Main point of Kudrytskyi's statement
Kudrytskyi emphasizes that rolling out large-scale decentralized capacities takes time: technical procedures, procurement and grid connections. Therefore, no significant effect should be expected before the start of the next heating season — at best, the consequences can be partially mitigated.
"Since we are speaking in mid‑February, we have nine months until the next heating season. One can say that we will no longer manage to deploy any significant additional amount of decentralized generating capacity"
— Volodymyr Kudrytskyi, former chairman of the board of NEC "Ukrenergo" (interview with LIGA.net)
What can be achieved in time
According to Kudrytskyi, short-term measures are realistic: fortifying large power plants and substations, and the deployment of 500–600 MW of additional decentralized gas generation. This will not solve the problem radically, but it will reduce the scale of emergency outages in the event of new attacks.
At the same time, the current management of Ukrenergo (Vitalii Zaichenko) estimates the long-term need at roughly 9.5 GW of new generation — gas‑fired power plants, biofuel thermal power plants, energy storage installations and "green" generation. The estimated cost of such a project is over €8 billion. This is a marker for international partners and investors: the speed of financing will determine how quickly the country's energy resilience grows.
Context of attacks on the energy sector
Since autumn 2025, Russia has systematically attacked Ukraine's energy infrastructure with massive missile and drone strikes; the peak fell in January–February 2026 during an unusually cold winter. According to President Volodymyr Zelensky, on territory under government control there are practically no large power plants that have not been shelled (excluding nuclear).
"Accordingly, if strikes of the same intensity as during this winter continue, and similar severe frosts recur, the next winter will also be difficult"
— Volodymyr Kudrytskyi, former chairman of the board of NEC "Ukrenergo" (interview with LIGA.net)
How realistic the plan is and what comes next
The realistic plan has two components: short operational steps (fortifications and 500–600 MW of gas generation) and a medium‑term program of 9.5 GW over roughly 2–3 years.
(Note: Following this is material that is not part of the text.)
PR #49, opened 2020-07-16
Move content about how to stop Elastic Agent

dedemorton:
Moves content about stopping Elastic Agent to a more prominent location that's easier to discover through a search.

The first provides local risk mitigation; the second — a fundamental increase in network resilience. The questions are the speed of financing, procurement logistics and investors' willingness to operate under wartime conditions.
Energy market experts and Ukrenergo's leadership agree: it is impossible to completely avoid risks in the short term, but it makes sense to concentrate on measures that deliver the maximum effect in the shortest possible time.
Conclusion
The scenario for next winter depends on two things: the intensity of the strikes and the speed of implementation of protective and generation projects. The question for international partners and the market is whether they are ready to transform political declarations into financial and technical solutions quickly and at scale. Without that, the coming heating season will remain a test for infrastructure and society.